Lead UX Designer and the sole T. Rowe Price designer on the project, responsible for end-to-end design strategy and execution of the first online retirement distribution experience — delivered from concept to launch in four months.
I established the research foundation through journey workshops, stakeholder interviews, and synthesis of operational data and customer feedback with cross-functional partners. From there, I led ideation, design execution, and user testing — partnering closely with product and engineering to define scope, align on priorities, and deliver the MVP.
I also extended the impact beyond the project by publishing research insights across the organization and creating an ideation workshop playbook to support other innovation teams.
Participants leaving their employers needed to decide whether to keep their savings in the plan, roll them into a new employer plan or IRA, or take a taxable cash distribution.
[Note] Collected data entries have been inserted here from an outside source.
PR #1036, opened 2020-11-11
Make logger of test workflow environment changeable

shiwano:
**What changed?**
It makes the logger of test workflow environment changeable.

**Why?**
In workflow/activity test, I want to replace the logger with the NOP logger in order to suppress logging to stdout.
Then I tried to change the logger by `env.SetWorkerOptions` method like the below:

```go
env := s.NewTestActivityEnvironment()
env.SetWorkerOptions(worker.Options{
	Logger: zap.NewNop(),
})
```

But it is not worked because internal `testWorkflowEnvironmentImpl.setWorkerOptions` method ignore the change.
I think it would be good to be able to set the logger here.

**How did you test it?**
I added the following code to `go.mod` and made sure it works as intended:
```
replace go.uber.org/cadence => github.com/shiwano/cadence-client v0.0.0-20201111132232-8c04107a1d1d
```

**Potential risks**
Nothing comes to mind.


meiliang86 (approved):

meiliang86:
Thanks for your contribution @shiwano !

PR #1038, opened 2020-11-25
Enable query timeout of 20 seconds

andrewjdawson2016:


internal/internal_utils.go
```diff
@@ -99,8 +101,17 @@ func chanTimeout(timeout time.Duration) func(builder *contextBuilder) {
 	}
 }
 
+// newChannelContext - Get a rpc channel context for query
+func newChannelContextForQuery(ctx context.Context, options ...func(builder *contextBuilder)) (context.Context, context.CancelFunc, []yarpc.CallOption) {
```
yycptt, line 105: Is this new function used anywhere?

andrewjdawson2016: Oh gosh 🤦 ty

internal/internal_utils.go
```diff
@@ -110,8 +121,10 @@ func newChannelContext(ctx context.Context, options ...func(builder *contextBuil
 			// Make sure to not set rpc timeout lower than minRPCTimeout
 			if rpcTimeout < minRPCTimeout {
 				rpcTimeout = minRPCTimeout
-			} else if rpcTimeout > maxRPCTimeout {
+			} else if rpcTimeout > maxRPCTimeout && !isQuery {
 				rpcTimeout = maxRPCTimeout
+			} else if rpcTimeout > maxQueryRPCTimeout && isQuery {
+				rpcTimeout = maxQueryRPCTimeout
```
just-at-uber, line 127: If its easy to add, can we have a unit test which checks:
if not query, rpcTimeout = 5 seconds
if query, rpcTimeout = 20 seconds

yycptt (approved):

PR #1049, opened 2021-01-28
add missing workflowtype and activitytype metric tags

mkolodezny:
workflowtype and activitytype  tags should be added to as many metrics as possible, for easier debugging of one particular workflow / activity, and easier overall health view split by workflow.


meiliang86 (approved):
Change looks good to me. How did you test it?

While many were focused on moving their money quickly, they often did not fully understand the tax consequences and long-term impact of their choices.
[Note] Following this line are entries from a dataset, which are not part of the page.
Issue #1051, opened 2021-02-03
Activity auto heartbeat 


longquanzheng:
**Is your feature request related to a problem? Please describe.**
Most people want to heartbeat their activities when the workers are still alive. So that when hosts going down the activities can be retried. Currently it requires users to implement heartbeat which is tedious to do. 

This will be more useful than graceful shutdown feature: graceful shutdown doesn't guarantee to work as expected because when a host going down, it probably cannot wait too long. Sometimes it's just crash within a second.

https://github.com/uber-go/cadence-client/issues/818

**Proposed Solution**
Provide an option to automatically sending heartbeat for activities. 

**Additional context**
NA

PR #1053, opened 2021-02-04
Option to automatically record activity heartbeats

willgorman:
Fixes https://github.com/uber-go/cadence-client/issues/1051

**What changed?**
This change adds EnableAutoHeartbeat to RegisterActivityOptions. If enabled, cadence-client will automatically send a heartbeat for the registered activity if it has a HeartbeatTimeout > 0. The heartbeat frequency will be half of the HeartbeatTimeout. With this change it becomes possible to ensure retry of interrupted activities with only a config change for existing activities.

**Why?**
When an activity is interrupted by a worker process termination by default Cadence does not realize that the activity has been lost and apply any RetryPolicy it may have.  Activities with a HeartbeatTimeout that use `activity.RecordHeartbeat` may be retried if the heartbeat is missed but adding heartbeat code to every activity that needs to retry can be burdensome so this adds the option to do it automatically.

**How did you test it?**
Tested locally using a modified workflow from https://github.com/uber-common/cadence-samples with a HeartbeatTimeout and RetryPolicy for an activity and a sleep in the same activity so that the worker could easily be terminated while the activity was running.  After restarting the worker this confirmed that the activity completed on a second attempt and the workflow was completed as well.

**Potential risks**
Hopefully minimal since the option is disabled by default.  It also still applies batching to the activity heartbeats so it should not add many extra heartbeats even if used with activities that already have heartbeats.  I am not sure if it could interfere with activities that already use details to record progress with heartbeats.


internal/worker.go
```diff
@@ -205,6 +205,10 @@ type (
 		// Optional: Sets opentracing Tracer that is to be used to emit tracing information
 		// default: no tracer - opentracing.NoopTracer
 		Tracer opentracing.Tracer
+
+		// Optional: Automatically send heartbeats for any activity with a HeartbeatTimeout
+		// default: false
+		ActivityAutoHeartbeat bool
```
longquanzheng, line 211: Having this option is fine for me

However it will be more ideal if there is another option also letting activity registration to disable autoHeartbeat for some activities.
Because people may want to have some with auto heartbeat,but some not. I believe 95% of the time people want autoHeartbeat, but some 5% they also want to do heartbeat in their code to control the heartbeat details.

internal/worker.go
```diff
@@ -205,6 +205,10 @@ type (
 		// Optional: Sets opentracing Tracer that is to be used to emit tracing information
 		// default: no tracer - opentracing.NoopTracer
 		Tracer opentracing.Tracer
+
+		// Optional: Automatically send heartbeats for any activity with a HeartbeatTimeout
```
longquanzheng, line 209: Also we should state it clear here that this cannot be used with calling heartbeat in the code with details. It will lead to wrong behavior(losing the details progerss)

longquanzheng:
@willgorman thank you for the contribution!

internal/internal_task_handlers.go
```diff
@@ -1819,6 +1821,26 @@ func (ath *activityTaskHandlerImpl) Execute(taskList string, t *s.PollForActivit
...
 	ctx, span := createOpenTracingActivitySpan(ctx, ath.tracer, time.Now(), activityType, t.WorkflowExecution.GetWorkflowId(), t.WorkflowExecution.GetRunId())
 	defer span.Finish()
+
+	if ath.autoHeartbeat && t.HeartbeatTimeoutSeconds != nil && *t.HeartbeatTimeoutSeconds > 0 {
+		go func() {
+			autoHbInterval := time.Duration(*t.HeartbeatTimeoutSeconds) * time.Second / 2
+			ticker := time.NewTicker(autoHbInterval)
+			defer ticker.Stop()
+			for {
+				select {
```
longquanzheng, line 1831: I am not super familar with this client yet. Should this goroutine also listen to :
```
	closeCh               chan struct{}
	workerStopChannel     <-chan struct{}
```

internal/worker.go
willgorman: That makes sense, I had wondered if it would be better to have it set per activity instead of for the entire worker.  If this approach interferes with existing heartbeats that record details from the activity then it might be hard to use if it's enabled for all activities in the worker.  I can try to add that also.  Just to make sure I understand what that would look like:

* Leave this option here to make it possible to enable for all activities
* Add a new `DisableAutoHeartbeat` field to [RegisterActivityOptions](https://github.com/uber-go/cadence-client/blob/0256258b905b677f2f38fcacfbda43398d236309/internal/activity.go#L59).  This would probably need to be stored in `activityExecutor` after registration and exposed to `activityTaskHandlerImpl` by adding a new method to the internal `activity` interface.

longquanzheng: Yes, that's what I meant. 

If we are going this route, there are some more details I want to add:
* Probably rename `DisableAutoHeartbeat` to `DisableAutoHeartbeatIfWorkerHasEnabled`. Because `DisableAutoHeartbeat` sounds like it's already enabled by default. (or other better names if you can think of)
* This must be used only when AutoHeartbeat if enabled for worker, otherwise should return error
* Add clear comments on how to use it, and why this.

However, I feel that's quite confusing and error-prone. Because there are two options to control one behavior. Another route is that we only hanve `enableAutoHeartbeat` in RegisterActivityOptions. That will be much more clear for users. That will require every activity to use the option if they need autoHeartbeat, instead of a global option for the whole worker. But I believe the amount of code shouldn't be too much different -- as the option can be a global one and shared by all registration. 

I am leaning more tho the second approach, because it should be more friendly to users like you What do you think?

willgorman: I agree that it seems confusing to have an option in the worker and an overriding option when registering activities.  After giving it some more thought, it does feel like activity registration is the best place to have the option and not the worker.  It's the implementation of the activity that determines whether an auto-heartbeat is appropriate or not so it shouldn't depend on how the worker is configured.

internal/internal_task_handlers.go
```diff
@@ -1671,18 +1707,18 @@ func (i *cadenceInvoker) Heartbeat(details []byte, skipBatching bool) error {
...
-			i.Unlock()
 
 			if detailsToReport != nil {
 				// TODO: there is a potential race condition here as the lock is released here and
-				// locked again in the Hearbeat() method. This possible that a heartbeat call from
+				// locked again in the Heartbeat() method. This possible that a heartbeat call from
 				// user activity grabs the lock first and calls internalHeartBeat before this
 				// batching goroutine, which means some activity progress will be lost.
-				i.Heartbeat(*detailsToReport, false)
+				i.heartbeatAndScheduleNextRun(*detailsToReport)
```
yycptt, line 1719: Do we still have the race condition given that `Unlock()` has been moved after this call?

internal/internal_task_handlers.go
```diff
@@ -1623,27 +1623,63 @@ type cadenceInvoker struct {
 	heartBeatTimeoutInSec int32       // The heart beat interval configured for this activity.
 	hbBatchEndTimer       *time.Timer // Whether we started a batch of operations that need to be reported in the cycle. This gets started on a user call.
 	lastDetailsToReport   *[]byte
+	detailsToReport       *[]byte
 	closeCh               chan struct{}
 	workerStopChannel     <-chan struct{}
 }
 
-func (i *cadenceInvoker) Heartbeat(details []byte, skipBatching bool) error {
+func (i *cadenceInvoker) Heartbeat(details []byte) error {
```
yycptt, line 1631: nit: probably we need to add some comment here saying `Heartbeat` should not be used together with the other two method as it may cause the progress to be lost?

internal/internal_task_handlers.go
```diff
@@ -1819,6 +1855,26 @@ func (ath *activityTaskHandlerImpl) Execute(taskList string, t *s.PollForActivit
...
+			defer ticker.Stop()
+			for {
+				select {
+				case <-ctx.Done():
+					return
+				case <-ticker.C:
+					hbErr := invoker.BackgroundHeartbeat()
+					if IsCanceledError(hbErr) {
+						return
+					}
```
yycptt, line 1872: My understanding is activity can ignore the cancellation and continue execution, in which case we should continue the background heartbeat?

willgorman: Ah, ok.  I didn't really understand that about cancellation but I think that makes sense if that's the case. If the cancelled activity keeps running but the heartbeat stops then a retry of the activity could be started while the original activity is still running?  Sounds like this should just ignore any errors and always keep running until the context is done?

internal/internal_task_handlers.go
meiliang86: No I don't think so. I'll remove this comment.

internal/internal_task_handlers.go
meiliang86: Yes will add comment.

internal/internal_task_handlers.go
meiliang86: Checked. Added workerStopChannel. I don't think we need to check closeCh an it's the same as ctx.Done.

internal/internal_task_handlers.go
meiliang86: Change the behavior to continue heartbeat in case of error, until ctx is done.

meiliang86:
@yycptt @longquanzheng This should be ready to review.

internal/internal_task_handlers.go
```diff
@@ -1819,6 +1852,33 @@ func (ath *activityTaskHandlerImpl) Execute(taskList string, t *s.PollForActivit
...
+			for {
+				select {
+				case <-ath.workerStopCh:
+					return
+				case <-ctx.Done():
+					return
+				case <-ticker.C:
+					hbErr := invoker.BackgroundHeartbeat()
+					if hbErr != nil && IsCanceledError(hbErr) {
+						ath.logger.Error("Activity auto heartbeat error.",
```
yycptt, line 1870: nit: shall we also record errors other than canceled?

yycptt (approved):

internal/activity.go
```diff
@@ -279,8 +283,16 @@ func RecordActivityHeartbeat(ctx context.Context, details ...interface{}) {
...
 type ServiceInvoker interface {
-	// Returns ActivityTaskCanceledError if activity is cancelled
-	Heartbeat(details []byte, skipBatching bool) error
+	// All the heartbeat methods will return ActivityTaskCanceledError if activity is cancelled.
+	// Heartbeat sends a record heartbeat request to Cadence server directly without buffering.
+	// It should only be used by the sessions framework.
+	Heartbeat(details []byte) error
+	// BatchHeartbeat sends heartbeat on the first attempt, and batches additional requests
+	// to send it later according to heartbeat timeout.
+	BatchHeartbeat(details []byte) error
```
longquanzheng, line 292: That's so much clearer! Thanks and good job!

internal/internal_task_handlers.go
```diff
@@ -1622,28 +1622,64 @@ type cadenceInvoker struct {
...
+	return i.heartbeatAndScheduleNextRun(details)
+}
+
+func (i *cadenceInvoker) heartbeatAndScheduleNextRun(details []byte) error {
 	isActivityCancelled, err := i.internalHeartBeat(details)
 
 	// If the activity is cancelled, the activity can ignore the cancellation and do its work
 	// and complete. Our cancellation is co-operative, so we will try to heartbeat.
-	if (err == nil || isActivityCancelled) && !skipBatching {
+	if err == nil || isActivityCancelled {
```
longquanzheng, line 1679: I don't understand this...why we still need to do the work if activity is already canceled?

longquanzheng (approved):

internal/internal_task_handlers.go
meiliang86: Yes. I actually only want to log error if it's not cancelledError. Updated.

willgorman:
Thanks for your help with this @meiliang86 and @longquanzheng!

The existing process relied on paper forms, phone calls, and manual back-office handling, costing T. Rowe Price approximately $14 million annually. Customer service representatives attempted to persuade participants to retain their assets during distribution calls, but these conversations rarely changed behavior because most had already made their decision before contacting the company.
The opportunity was to engage participants earlier in their decision process through a digital self-service experience that simplified complex transactions, reduced operational costs, improved customer satisfaction, and created a more positive brand experience—even when assets were transferred out of the firm.
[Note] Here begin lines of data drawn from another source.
PR #1055, opened 2021-02-16
Visibility query constructor for workflow shadower

yycptt:
**What changed?**
Visibility query constructor for workflow shadower

**Why?**
Visibility query constructor for workflow shadower

**How did you test it?**
Tested locally

**Potential risks**
N/A

### DIFF
--- a/internal/query_constructor.go
+++ b/internal/query_constructor.go
@@ -1,0 +1,138 @@
+package internal
+
+import (
+	"fmt"
+	"math"
+	"strings"
+	"time"
+
+	"go.uber.org/cadence/.gen/go/shared"
+)
+
+type (
+	// WorkflowStatus represents the status of a workflow
+	WorkflowStatus string
+)
+
+const (
+	// WorkflowStatusOpen is the WorkflowStatus for open workflows
+	WorkflowStatusOpen WorkflowStatus = "OPEN"
+	// WorkflowStatusClosed is the WorkflowStatus for closed workflows
+	WorkflowStatusClosed WorkflowStatus = "CLOSED"
+)
+
+var (
+	// WorkflowStatusCompleted is the WorkflowStatus for completed workflow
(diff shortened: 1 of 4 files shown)


internal/query_constructor.go
```diff
@@ -0,0 +1,138 @@
...
+	q.appendPartialQuery(strings.Join(workflowStatusQueries, " or "))
+	return q
+}
+
+func (q *queryConstructorImpl) StartTime(minStartTime, maxStartTime time.Time) QueryConstructor {
+	startTimeQueries := make([]string, 0, 2)
+	if !minStartTime.IsZero() {
+		startTimeQueries = append(startTimeQueries, fmt.Sprintf(keyStartTime+` >= %v`, minStartTime.UnixNano()))
+	}
+	if !maxStartTime.Equal(maxTimestamp) {
```
yux0, line 101: What if the maxStartTime is zero?

internal/query_constructor.go
```diff
@@ -0,0 +1,138 @@
...
+		startTimeQueries = append(startTimeQueries, fmt.Sprintf(keyStartTime+` <= %v`, maxStartTime.UnixNano()))
+	}
+
+	q.appendPartialQuery(strings.Join(startTimeQueries, " and "))
+	return q
+}
+
+func (q *queryConstructorImpl) Query() string {
```
yux0, line 109: maybe named this query builder and build() function?

internal/query_constructor.go
yycptt: This component assumes whatever value got passed in should be used in the final query. Shadower is responsible for converting and filling unspecified values such as sampling rate, max timestamp etc. but that logic is not in this diff.

internal/query_constructor.go
yycptt: Makes sense. Will update.

yycptt: Renamed to `QueryBuilder` and `Build()`

yux0 (approved):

The MVP focused on terminated participants — representing 60% of distribution costs — to maximize impact while validating the model.






The redesigned distribution experience was built around a single principle: meet users where they are — informed, determined, and deserving of clarity at every step.
The solution resolves into two connected experiences: a Distribution Center that supports decision-making before the transaction, and a transaction flow that enables fast, confident execution. Together, these experiences shift distribution from a transactional flow into a decision-support system.
The Distribution Center serves as the informed entry point — giving users the context they need to make a confident decision before entering the transaction.

Once a decision is made, the experience gets out of the way.
The transaction flow follows a familiar, checkout-style model — guided, and transparent. A unified transaction structure allows users to review and modify inputs at any step, balancing guidance with control. Users can see their progress, review and edit inputs at any step, and move forward with confidence. Distribution options include check or direct deposit, supported by secure bank linking and validation to ensure accuracy before submission.


The experience extends beyond submission to remove uncertainty during fulfillment.
A confirmation page provides a clear timeline for the 1–2 week process and a progress indicator showing remaining steps — giving users visibility into what’s happening and what comes next. This transforms an otherwise opaque waiting period into one that feels finite, trackable, and predictable.
The distribution MVP launched on time and validated the model — users engaged independently, and the business saw immediate operational impact.
The Distribution Center drew strong early engagement, with users not only completing transactions but actively exploring their options — confirming the value of an informed entry point. Within days of launch, ~18% of traffic originated from mobile, validating cross-device usage for high-consideration financial decisions.
Great financial experiences do more than enable transactions—they help people understand the consequences of their decisions.
This project reinforced that users facing complex financial choices often need context and clarity as much as they need efficient execution. By surfacing retirement progress, trade-offs, and alternatives before a withdrawal, the experience supported better decisions while respecting users’ autonomy.
It also demonstrated how design can align customer outcomes with business goals. The Distribution Center helped participants preserve tax-advantaged savings while creating opportunities to retain assets within T. Rowe Price through IRA rollovers.
Most importantly, the project showed that simplifying high-stakes workflows can deliver meaningful impact across customer experience, operational efficiency, and business performance simultaneously.